While conditions varied over time and from commander to commander, on the whole RAF flying personnel did not seek to punish or humiliate a comrade who in the past had pulled his weight. Instead, informal means of dealing with cases of men who “got the twitch” — other than posting them LFM — were practiced. Precisely because such practices were “informal” they are impossible to quantify. Yet the specific cases documented are almost certainly only the tip of the iceberg. This is not to say that LMF policies did not have a powerful impact on RAF culture. The widespread rumours of draconian punishment meant that the mere threat of being designated LMF was a powerful deterrent to wilful or casual malingering, although not always effective even then. On the other hand, tragically, the threat of public humiliation may also have pushed some men to keep flying when they had already passed their breaking point, leading to errors, accidents, and loss of life.

During the Second World War, psychiatric professionals increasingly came to recognize that “courage was akin to a bank account. Each action reduced a man’s reserves and because rest periods never fully replenished all that was spent, eventually all would run into deficit. To punish or shame an individual who had exhausted his courage over an extended period of combat was increasingly regarded as unethical and detrimental to the general military culture.” [Edgar Jones, “LMF: The Use of Psychiatric Stigma in the Royal Air Force during the Second World War,” The Journal of Military History 70 (April 2006), 456.] This meant that those who were posted LMF from operational squadrons after a break-down of some sort could expect more sympathy and better treatment than those who simply refused to fly before facing operational risks.

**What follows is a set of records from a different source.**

PR #123, opened 2015-05-15
Add security page

steveklabnik:
Not _quite_ ready to merge. We need the notifications mailing list, and for https://github.com/rust-lang/rust-www/pull/120 to link to it, so we'll probably merge this shortly after that lands.

### DIFF
--- a/security.html
+++ b/security.html
@@ -1,0 +1,170 @@
+---
+layout: default
+title: Security; The Rust Programming Language
+---
+
+<h2>Reporting a Bug</h2>
+
+<p>Safety is one of the core principles of Rust, and to that end, we would like to
+ensure that Rust has a secure implementation. Thank you for taking the time to
+responsibly disclose any issues you find.</p>
+
+<p>All security bugs in the Rust distribution should be reported by email to
+<a href="mailto:security@rust-lang.org">security@rust-lang.org</a>. This list
+is delivered to small security team. Your email will be acknowledged within 24
+hours, and you'll receive a more detailed response to your email within 48
+hours indicating the next steps in handling your report. If you would like, you
+can encrypt your report using <a href="rust-key.gpg.ascii">our public key</a>.
+This key is also <a
+href="https://pgp.mit.edu/pks/lookup?op=vindex&search=0xEFB9860AE7520DAC">On
+MIT's keyserver</a> and <a href="#key">reproduced below</a>.
+
+<p>This email address receives a large amount of spam, so be sure to use a
+descriptive subject line to avoid having your report be missed. After the
+initial reply to your report, the security team will endeavor to keep you
+informed of the progress being made towards a fix and full announcement. As
+recommended by <a href="https://en.wikipedia.org/wiki/RFPolicy">RFPolicy</a>,
+these updates will be sent at least every five days. In reality, this is more
+likely to be every 24-48 hours.</p>
+
+<p>If you have not received a reply to your email within 48 hours, or have not
+heard from the security team for the past five days, there are a few steps you
+can take:</p>
+
+<ul>
+        <li>Contact the current security coordinator (<a href="mailto:steve@steveklabnik.com">Steve Klabnik</a> (<a href="https://pgp.mit.edu/pks/lookup?op=vindex&search=0xDAE717EFE9424541">public key</a>)) directly.</li>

Nor should we forget that behind the notion of LMF was the deeply embedded belief that courage is the ultimate manly virtue and that a man who lacks courage is inferior to the man who has it. RAF aircrew were all volunteers. They were viewed and treated as an elite. Membership in any elite is always dependent on the fulfilment of certain criteria, and since the age of the Iliad the fundamental characteristic expected of military elites is courage. It probably always will be.